My answer: Very easily! And if they were not Christians or Jews, why not given the "Western values" that undergird our culture's confrontation with Radical Islam? Because in our zeal to become a purely secular and de-Christianized country, these "values" have managed to rob the vast majority of our population of any sense of the Transcendent or of the common Good.
This brings us right back to the core question, never really answered in the volcanic surge of Western rage after 9/11: Why are we fighting? What exactly are we fighting for?
For most in the West, "Western Values" means, basically, a tepid commitment to My Personal Truth of the Moment, modified by various fears of such things as theocracy, lack of abortion rights, getting killed, and having bad cable access. It also means "unfettered commitment to the needs of my groin" and "a vague sense that I am entitled to something." Oh, and there are a few gauzy sentiments about baseball, "God Bless the USA" anthems on country music stations, and remembrances of the Greatest Generation (much as Decadent Rome recalled the noble days of the Republic). A few other things go into the stew as each Imperial Autonomous Self seasons their "Western values" to taste. But what does not go into it is a common creed or even a sense of the common good.
Consequently, Westerners do not know what to do when our decadent spirituality instantly converts to Islam at gunpoint while the inflamed spirituality of Radical Islam is quite willing to let its children die (at the hands of torturers dedicated to preserving "Western values").
Make no mistake. I'm not one to boast "Lord, even if everyone else were to deny You, I will never deny You!" I've heard that song before and pray "lead us not into temptation" lest I make an idiot of myself were I in the place of the FOX reporters. I hope that, as a Christian, I would have the stones to take a bullet or be beheaded rather than renounce my Lord, Who bought me with His blood. But I don't know what I'm made of, the heart being desperately wicked and all.
However, that said, I have to add that, if I were not a believer and guided only by "Western values," I don't see what the big deal would be if I pretended to convert to Islam in order to save my skin. If all I'm betraying is Madonna, Planned Parenthood, the Glory of Sodomy, and You Deserve A Break Today, then I don't know that some inchoate tribal fealty to the Abercrombie and Fitch brand label would persuade me to make my wife a widow and my children fatherless.

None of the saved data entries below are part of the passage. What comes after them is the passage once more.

PR #552, opened 2016-09-27
test(factories): add factory tests

levithomason:
This PR adds tests for `createShorthand`, it does not add tests for every shorthand factory, however, they are partially applied so it is _almost_ redundant.

### DIFF
--- a/src/lib/factories.js
+++ b/src/lib/factories.js
@@ -1,6 +1,6 @@
 import _ from 'lodash'
 import cx from 'classnames'
-import React, { isValidElement } from 'react'
+import React, { cloneElement, isValidElement } from 'react'
 
 /**
  * Merges props and classNames.
@@ -53,12 +53,10 @@ export function createShorthand(Component, mapValueToProps, val, defaultProps = 
 
   defaultProps = _.isFunction(defaultProps) ? defaultProps(usersProps) : defaultProps
   const props = mergePropsAndClassName(defaultProps, usersProps)
-  console.log('props', props)
-  console.log('defaultProps', defaultProps)
 
   // Clone ReactElements
   if (type === 'element') {
-    return React.cloneElement(val, props)
+    return cloneElement(val, props)
   }
 
   // Create ReactElements from props objects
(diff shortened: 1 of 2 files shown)


src/lib/factories.js
```diff
@@ -16,7 +16,7 @@ const mergePropsAndClassName = (defaultProps, props) => {
     newProps.className = cx(defaultProps.className, props.className) // eslint-disable-line react/prop-types
   }
 
-  if (!newProps.key) {
+  if (!newProps.key && childKey) {
```
levithomason, line 19: Prevent adding `childKey: undefined` due to props with no key and also not defining a `childKey`.  This issue was revealed by tests.

levithomason:
Just force pushed `from an array` tests

test/specs/lib/factories-test.js
```diff
@@ -0,0 +1,268 @@
...
+      })
+    })
+
+    describe('from null', () => {
+      itReturnsNull(null)
+      itReturnsNullGivenDefaultProps(null)
+      itReturnsNullGivenDefaultPropsFunc(null)
+    })
+
+    describe('from undefined', () => {
```
jeffcarbs: Add similar tests for booleans. Both `true` and `false` should return `null`

test/specs/lib/factories-test.js
```diff
@@ -0,0 +1,268 @@
...
+    const props = { 'data-foo': 'foo' }
+    const wrapper = shallow(getShorthand({ value, mapValueToProps: () => props }))
+
+    _.each(props, (val, key) => {
+      wrapper.should.not.have.prop(key, val)
+    })
+  })
+}
+
+const itMergesClassNames = (extraClassName, classNameSource, shorthandConfig) => {
```
jeffcarbs: Put `classNameSource` as first arg:
- matches `propsSource` being first in the functions below
- currently args 1 and 3 are used in the test and 2 is used to describe the test which is a little confusing.

jeffcarbs (approved):
Left a few suggestions but looks good otherwise so I'm approving 👍

levithomason:
Thanks much, updated both suggestions.  Will merge on pass.

PR #556, opened 2016-09-28
fix(Menu): add left/right `fixed` enums

levithomason:
This PR adds the missing fixed left/right options.

http://semantic-ui.com/collections/menu#fixed


levithomason:
Released in `stardust@0.47.2`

So, unlike Mr. Warren, I'm not particularly amazed by the gutlessness of the FOX News guys in the face of forcible conversion, since I have no particular reason to think they were betraying some ultimate trust. Looking at the post-Christian and often anti-Christian "Western values" in which we have been steeped for the past generation, I have no particular reason to think they even have a concept of an Ultimate Trust.
The bottom line is this, Mr. Warren: If the FOX journos were Christians or believing Jews, it would have been a different story. Such people are commanded to remain faithful to the covenant they have received unto death, if necessary. In their case, your disappointment would be justifiable. But our culture has labored for 40 years to create a populace in which all reference to the Transcendent has been stamped out of existence. To suddenly be appalled when a citizen of that culture demonstrates that his vision is no higher than a cow's is a strange reaction to men who acted exactly as all our Manufacturers of Culture have programmed them to act. It's a bit hard to, in the words of C.S. Lewis, "castrate and bid the geldings be fruitful."